[[ PROVIDED RECORDS open ]]

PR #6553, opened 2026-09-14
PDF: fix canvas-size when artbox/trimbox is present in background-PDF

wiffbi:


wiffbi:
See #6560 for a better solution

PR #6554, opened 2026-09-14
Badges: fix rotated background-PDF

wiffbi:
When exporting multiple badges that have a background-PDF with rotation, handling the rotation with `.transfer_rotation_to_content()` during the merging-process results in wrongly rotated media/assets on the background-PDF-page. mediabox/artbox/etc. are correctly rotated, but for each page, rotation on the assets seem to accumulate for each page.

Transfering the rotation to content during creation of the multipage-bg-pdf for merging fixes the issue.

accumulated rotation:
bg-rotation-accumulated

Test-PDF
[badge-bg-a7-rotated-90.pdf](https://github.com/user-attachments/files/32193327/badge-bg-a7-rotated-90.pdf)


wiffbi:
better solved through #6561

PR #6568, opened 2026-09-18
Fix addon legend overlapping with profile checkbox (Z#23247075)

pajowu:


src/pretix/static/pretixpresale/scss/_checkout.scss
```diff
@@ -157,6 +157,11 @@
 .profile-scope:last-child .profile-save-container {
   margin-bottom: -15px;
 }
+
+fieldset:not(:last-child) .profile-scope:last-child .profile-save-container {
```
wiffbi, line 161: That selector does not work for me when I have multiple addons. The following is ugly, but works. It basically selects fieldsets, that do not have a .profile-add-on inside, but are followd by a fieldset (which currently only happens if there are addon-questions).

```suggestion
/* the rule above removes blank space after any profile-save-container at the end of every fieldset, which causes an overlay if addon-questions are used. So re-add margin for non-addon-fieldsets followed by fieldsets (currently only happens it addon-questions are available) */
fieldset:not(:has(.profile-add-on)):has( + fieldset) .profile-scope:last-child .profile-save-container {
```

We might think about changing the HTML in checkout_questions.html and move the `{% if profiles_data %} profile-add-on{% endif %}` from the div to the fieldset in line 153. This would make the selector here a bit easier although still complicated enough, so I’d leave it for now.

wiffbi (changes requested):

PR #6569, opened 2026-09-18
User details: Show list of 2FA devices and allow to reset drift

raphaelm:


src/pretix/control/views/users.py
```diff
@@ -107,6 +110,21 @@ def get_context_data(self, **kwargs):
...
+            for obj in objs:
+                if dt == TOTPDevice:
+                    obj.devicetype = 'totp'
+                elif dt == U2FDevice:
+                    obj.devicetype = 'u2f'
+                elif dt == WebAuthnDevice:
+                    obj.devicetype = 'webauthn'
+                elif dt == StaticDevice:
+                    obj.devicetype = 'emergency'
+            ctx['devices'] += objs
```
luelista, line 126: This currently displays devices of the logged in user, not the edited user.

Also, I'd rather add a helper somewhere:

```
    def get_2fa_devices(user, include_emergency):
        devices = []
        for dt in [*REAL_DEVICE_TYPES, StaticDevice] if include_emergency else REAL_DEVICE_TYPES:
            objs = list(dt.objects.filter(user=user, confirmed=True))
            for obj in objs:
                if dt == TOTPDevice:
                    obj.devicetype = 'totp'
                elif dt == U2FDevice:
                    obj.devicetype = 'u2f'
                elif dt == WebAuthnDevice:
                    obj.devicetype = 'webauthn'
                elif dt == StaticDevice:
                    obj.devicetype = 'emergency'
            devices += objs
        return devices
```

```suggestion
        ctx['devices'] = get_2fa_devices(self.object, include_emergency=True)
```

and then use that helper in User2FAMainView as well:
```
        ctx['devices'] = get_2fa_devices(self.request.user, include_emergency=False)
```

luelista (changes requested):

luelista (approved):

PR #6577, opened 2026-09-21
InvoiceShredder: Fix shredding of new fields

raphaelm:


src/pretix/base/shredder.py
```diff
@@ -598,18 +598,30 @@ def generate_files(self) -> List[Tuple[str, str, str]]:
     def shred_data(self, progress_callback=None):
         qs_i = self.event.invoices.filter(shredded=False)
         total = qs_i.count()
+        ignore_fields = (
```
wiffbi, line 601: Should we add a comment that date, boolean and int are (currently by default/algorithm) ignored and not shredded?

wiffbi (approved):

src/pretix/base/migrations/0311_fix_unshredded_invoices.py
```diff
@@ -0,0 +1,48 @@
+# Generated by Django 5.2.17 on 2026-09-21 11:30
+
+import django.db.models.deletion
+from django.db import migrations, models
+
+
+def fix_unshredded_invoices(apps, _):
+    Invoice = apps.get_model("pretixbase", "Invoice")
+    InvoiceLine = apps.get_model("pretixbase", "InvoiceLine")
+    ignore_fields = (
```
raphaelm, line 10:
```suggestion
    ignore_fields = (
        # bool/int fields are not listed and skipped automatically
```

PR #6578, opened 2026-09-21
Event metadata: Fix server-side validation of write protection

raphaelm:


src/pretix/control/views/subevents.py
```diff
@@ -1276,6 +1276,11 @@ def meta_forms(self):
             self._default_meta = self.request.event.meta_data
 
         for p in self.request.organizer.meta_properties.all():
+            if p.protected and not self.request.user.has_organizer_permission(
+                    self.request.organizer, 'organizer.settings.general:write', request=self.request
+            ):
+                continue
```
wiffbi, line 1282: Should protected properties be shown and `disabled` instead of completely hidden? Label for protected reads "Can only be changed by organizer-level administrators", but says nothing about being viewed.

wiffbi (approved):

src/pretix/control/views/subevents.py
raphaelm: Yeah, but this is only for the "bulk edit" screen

[[ PROVIDED RECORDS closed ]]
[[ PROVIDED RECORDS open ]]

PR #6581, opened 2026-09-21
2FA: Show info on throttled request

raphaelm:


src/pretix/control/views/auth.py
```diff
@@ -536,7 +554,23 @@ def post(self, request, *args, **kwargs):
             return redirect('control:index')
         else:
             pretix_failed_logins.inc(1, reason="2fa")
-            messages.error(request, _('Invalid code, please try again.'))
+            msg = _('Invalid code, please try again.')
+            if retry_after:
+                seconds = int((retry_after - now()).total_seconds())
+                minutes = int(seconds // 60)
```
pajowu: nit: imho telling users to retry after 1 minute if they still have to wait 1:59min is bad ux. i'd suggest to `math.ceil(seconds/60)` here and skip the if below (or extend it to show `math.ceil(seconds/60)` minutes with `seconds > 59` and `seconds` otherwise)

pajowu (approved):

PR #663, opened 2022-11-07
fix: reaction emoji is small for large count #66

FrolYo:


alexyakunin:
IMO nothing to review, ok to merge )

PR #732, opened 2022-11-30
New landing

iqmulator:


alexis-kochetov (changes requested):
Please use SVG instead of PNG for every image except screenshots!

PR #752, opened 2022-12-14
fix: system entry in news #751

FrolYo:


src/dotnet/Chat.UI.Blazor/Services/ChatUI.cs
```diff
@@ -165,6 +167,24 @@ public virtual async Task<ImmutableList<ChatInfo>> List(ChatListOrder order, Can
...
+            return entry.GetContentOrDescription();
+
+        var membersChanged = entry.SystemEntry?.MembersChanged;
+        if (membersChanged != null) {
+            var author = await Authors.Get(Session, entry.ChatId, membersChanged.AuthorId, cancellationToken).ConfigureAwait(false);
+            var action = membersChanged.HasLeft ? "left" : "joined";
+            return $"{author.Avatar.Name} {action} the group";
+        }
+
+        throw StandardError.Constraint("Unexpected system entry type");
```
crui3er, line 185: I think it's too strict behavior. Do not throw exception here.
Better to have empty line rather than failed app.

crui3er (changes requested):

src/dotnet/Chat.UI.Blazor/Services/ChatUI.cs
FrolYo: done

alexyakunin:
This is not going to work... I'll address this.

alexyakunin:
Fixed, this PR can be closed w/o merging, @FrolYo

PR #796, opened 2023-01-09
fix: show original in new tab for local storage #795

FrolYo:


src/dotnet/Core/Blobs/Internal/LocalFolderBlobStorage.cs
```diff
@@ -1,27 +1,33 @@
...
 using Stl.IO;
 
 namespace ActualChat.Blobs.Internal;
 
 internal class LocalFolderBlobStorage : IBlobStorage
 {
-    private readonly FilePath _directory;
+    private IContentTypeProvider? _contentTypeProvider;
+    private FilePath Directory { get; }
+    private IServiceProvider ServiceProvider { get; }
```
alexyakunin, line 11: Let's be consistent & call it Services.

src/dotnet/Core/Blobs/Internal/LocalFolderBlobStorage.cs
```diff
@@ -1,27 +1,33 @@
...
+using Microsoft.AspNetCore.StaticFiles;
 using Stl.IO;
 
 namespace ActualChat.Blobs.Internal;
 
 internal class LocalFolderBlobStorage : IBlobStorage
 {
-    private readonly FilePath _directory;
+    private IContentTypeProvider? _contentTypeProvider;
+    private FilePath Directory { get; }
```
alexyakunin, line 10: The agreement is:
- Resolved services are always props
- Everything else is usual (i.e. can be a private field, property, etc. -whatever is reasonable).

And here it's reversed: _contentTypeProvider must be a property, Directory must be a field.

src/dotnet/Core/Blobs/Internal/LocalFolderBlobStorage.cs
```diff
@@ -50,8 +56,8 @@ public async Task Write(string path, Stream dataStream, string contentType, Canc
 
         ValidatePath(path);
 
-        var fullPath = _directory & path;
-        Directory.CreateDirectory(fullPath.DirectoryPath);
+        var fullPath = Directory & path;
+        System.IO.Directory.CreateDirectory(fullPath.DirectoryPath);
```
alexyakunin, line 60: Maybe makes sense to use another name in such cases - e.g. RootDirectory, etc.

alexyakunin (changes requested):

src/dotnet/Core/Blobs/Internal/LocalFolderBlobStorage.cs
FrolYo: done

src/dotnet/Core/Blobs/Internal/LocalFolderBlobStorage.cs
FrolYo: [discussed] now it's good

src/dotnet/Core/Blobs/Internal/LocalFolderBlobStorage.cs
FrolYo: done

[[ PROVIDED RECORDS closed ]]
[[ PROVIDED RECORDS open ]]

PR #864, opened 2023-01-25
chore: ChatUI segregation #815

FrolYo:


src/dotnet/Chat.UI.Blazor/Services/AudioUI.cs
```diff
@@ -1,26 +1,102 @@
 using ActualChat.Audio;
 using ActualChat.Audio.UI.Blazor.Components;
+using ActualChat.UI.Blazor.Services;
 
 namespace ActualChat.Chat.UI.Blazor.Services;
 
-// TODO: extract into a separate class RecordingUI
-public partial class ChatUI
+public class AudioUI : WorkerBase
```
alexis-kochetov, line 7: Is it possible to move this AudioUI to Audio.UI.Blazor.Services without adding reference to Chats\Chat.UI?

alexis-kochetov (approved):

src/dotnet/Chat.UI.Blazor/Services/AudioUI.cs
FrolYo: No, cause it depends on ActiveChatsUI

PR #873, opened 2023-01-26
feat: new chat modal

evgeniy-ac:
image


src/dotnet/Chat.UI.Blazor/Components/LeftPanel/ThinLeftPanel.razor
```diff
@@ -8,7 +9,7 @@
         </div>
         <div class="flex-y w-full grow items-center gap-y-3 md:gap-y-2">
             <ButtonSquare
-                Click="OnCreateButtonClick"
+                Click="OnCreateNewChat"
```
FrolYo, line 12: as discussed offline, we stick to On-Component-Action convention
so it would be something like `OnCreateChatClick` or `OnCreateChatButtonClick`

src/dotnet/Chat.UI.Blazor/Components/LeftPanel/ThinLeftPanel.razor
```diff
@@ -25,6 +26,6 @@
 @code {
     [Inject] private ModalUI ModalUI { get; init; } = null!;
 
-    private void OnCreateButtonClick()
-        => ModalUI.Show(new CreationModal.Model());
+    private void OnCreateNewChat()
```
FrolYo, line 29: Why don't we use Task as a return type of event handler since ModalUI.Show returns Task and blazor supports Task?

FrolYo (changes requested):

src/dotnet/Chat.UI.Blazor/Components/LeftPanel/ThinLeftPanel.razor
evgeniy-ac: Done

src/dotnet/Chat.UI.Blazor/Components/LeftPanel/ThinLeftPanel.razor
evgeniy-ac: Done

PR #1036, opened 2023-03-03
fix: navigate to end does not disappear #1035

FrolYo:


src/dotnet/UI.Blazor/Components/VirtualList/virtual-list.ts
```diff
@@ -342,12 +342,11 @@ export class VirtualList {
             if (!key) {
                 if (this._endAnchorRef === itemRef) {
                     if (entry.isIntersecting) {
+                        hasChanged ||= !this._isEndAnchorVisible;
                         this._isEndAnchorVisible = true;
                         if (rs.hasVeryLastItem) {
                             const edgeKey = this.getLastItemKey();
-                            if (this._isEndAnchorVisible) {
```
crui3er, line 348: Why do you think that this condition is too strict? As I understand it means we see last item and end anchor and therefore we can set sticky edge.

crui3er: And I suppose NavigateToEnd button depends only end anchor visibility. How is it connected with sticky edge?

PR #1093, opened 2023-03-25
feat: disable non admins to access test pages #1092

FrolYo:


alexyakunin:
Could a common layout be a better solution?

[[ PROVIDED RECORDS closed ]]

— EXERCISE DIRECTIONS —
Could you transcribe the entries above word for word, from the line with "PR #6568, opened 2026-09-18" down to the line with "PR #6569, opened 2026-09-18", keeping both?

— EXPECTED OUTPUT —
PR #6568, opened 2026-09-18
Fix addon legend overlapping with profile checkbox (Z#23247075)

pajowu:


src/pretix/static/pretixpresale/scss/_checkout.scss
```diff
@@ -157,6 +157,11 @@
 .profile-scope:last-child .profile-save-container {
   margin-bottom: -15px;
 }
+
+fieldset:not(:last-child) .profile-scope:last-child .profile-save-container {
```
wiffbi, line 161: That selector does not work for me when I have multiple addons. The following is ugly, but works. It basically selects fieldsets, that do not have a .profile-add-on inside, but are followd by a fieldset (which currently only happens if there are addon-questions).

```suggestion
/* the rule above removes blank space after any profile-save-container at the end of every fieldset, which causes an overlay if addon-questions are used. So re-add margin for non-addon-fieldsets followed by fieldsets (currently only happens it addon-questions are available) */
fieldset:not(:has(.profile-add-on)):has( + fieldset) .profile-scope:last-child .profile-save-container {
```

We might think about changing the HTML in checkout_questions.html and move the `{% if profiles_data %} profile-add-on{% endif %}` from the div to the fieldset in line 153. This would make the selector here a bit easier although still complicated enough, so I’d leave it for now.

wiffbi (changes requested):

PR #6569, opened 2026-09-18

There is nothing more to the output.